# What is being asked
In the records below, find the line containing "I did the same", then reproduce that line and every one after it to the end, exactly and alone.

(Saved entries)
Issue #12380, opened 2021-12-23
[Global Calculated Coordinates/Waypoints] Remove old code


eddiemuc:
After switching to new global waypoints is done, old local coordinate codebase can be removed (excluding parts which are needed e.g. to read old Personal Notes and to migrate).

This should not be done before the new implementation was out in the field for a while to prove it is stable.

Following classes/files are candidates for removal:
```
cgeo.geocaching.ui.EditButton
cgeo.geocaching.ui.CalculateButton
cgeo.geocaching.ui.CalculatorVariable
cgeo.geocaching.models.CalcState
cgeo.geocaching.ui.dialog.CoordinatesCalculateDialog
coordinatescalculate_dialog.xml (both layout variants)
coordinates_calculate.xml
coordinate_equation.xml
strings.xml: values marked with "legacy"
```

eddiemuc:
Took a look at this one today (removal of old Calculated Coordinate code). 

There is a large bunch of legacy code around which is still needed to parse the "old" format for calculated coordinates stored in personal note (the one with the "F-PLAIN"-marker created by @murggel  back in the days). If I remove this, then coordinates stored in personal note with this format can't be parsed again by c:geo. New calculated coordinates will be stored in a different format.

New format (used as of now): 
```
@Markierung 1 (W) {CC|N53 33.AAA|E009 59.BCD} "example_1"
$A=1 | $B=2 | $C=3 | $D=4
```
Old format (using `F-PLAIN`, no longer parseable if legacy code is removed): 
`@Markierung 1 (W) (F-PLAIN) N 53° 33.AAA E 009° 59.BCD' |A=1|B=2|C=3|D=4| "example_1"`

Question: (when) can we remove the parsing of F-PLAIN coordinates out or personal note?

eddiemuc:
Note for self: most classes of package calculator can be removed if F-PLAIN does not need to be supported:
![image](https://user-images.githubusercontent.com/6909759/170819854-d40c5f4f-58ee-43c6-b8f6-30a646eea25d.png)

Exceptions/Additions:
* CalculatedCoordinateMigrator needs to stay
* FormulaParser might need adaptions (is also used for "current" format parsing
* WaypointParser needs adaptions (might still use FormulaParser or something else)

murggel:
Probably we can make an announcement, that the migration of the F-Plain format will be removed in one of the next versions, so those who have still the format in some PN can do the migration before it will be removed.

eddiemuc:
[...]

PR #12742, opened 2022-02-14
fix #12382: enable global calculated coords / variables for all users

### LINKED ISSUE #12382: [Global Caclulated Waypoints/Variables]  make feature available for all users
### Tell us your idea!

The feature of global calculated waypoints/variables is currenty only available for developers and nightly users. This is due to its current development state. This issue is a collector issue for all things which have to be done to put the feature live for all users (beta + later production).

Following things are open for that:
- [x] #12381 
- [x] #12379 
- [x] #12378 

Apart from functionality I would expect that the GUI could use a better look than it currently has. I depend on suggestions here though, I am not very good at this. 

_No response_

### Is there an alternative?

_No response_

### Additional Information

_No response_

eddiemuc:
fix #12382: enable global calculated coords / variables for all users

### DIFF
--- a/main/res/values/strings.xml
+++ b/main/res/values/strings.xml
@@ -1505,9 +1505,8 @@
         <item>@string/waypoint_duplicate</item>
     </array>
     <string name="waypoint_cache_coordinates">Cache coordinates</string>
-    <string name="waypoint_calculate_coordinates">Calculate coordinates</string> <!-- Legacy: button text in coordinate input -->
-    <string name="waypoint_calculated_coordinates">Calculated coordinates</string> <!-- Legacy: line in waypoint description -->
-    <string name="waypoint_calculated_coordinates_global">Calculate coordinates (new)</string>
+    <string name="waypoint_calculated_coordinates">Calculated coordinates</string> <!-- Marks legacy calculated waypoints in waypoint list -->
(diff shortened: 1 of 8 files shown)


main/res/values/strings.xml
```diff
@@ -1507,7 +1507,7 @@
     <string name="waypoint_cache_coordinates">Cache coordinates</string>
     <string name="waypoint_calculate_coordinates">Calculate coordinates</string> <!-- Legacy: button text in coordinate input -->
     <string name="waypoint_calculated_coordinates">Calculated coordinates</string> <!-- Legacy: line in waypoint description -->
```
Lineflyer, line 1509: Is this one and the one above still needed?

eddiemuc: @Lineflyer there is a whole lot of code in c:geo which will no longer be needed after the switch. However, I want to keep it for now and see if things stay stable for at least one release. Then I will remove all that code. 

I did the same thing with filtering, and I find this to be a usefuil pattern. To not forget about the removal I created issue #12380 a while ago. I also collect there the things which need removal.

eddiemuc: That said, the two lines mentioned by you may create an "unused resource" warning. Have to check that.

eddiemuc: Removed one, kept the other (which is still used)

# Answer space
I did the same thing with filtering, and I find this to be a usefuil pattern. To not forget about the removal I created issue #12380 a while ago. I also collect there the things which need removal.

eddiemuc: That said, the two lines mentioned by you may create an "unused resource" warning. Have to check that.

eddiemuc: Removed one, kept the other (which is still used)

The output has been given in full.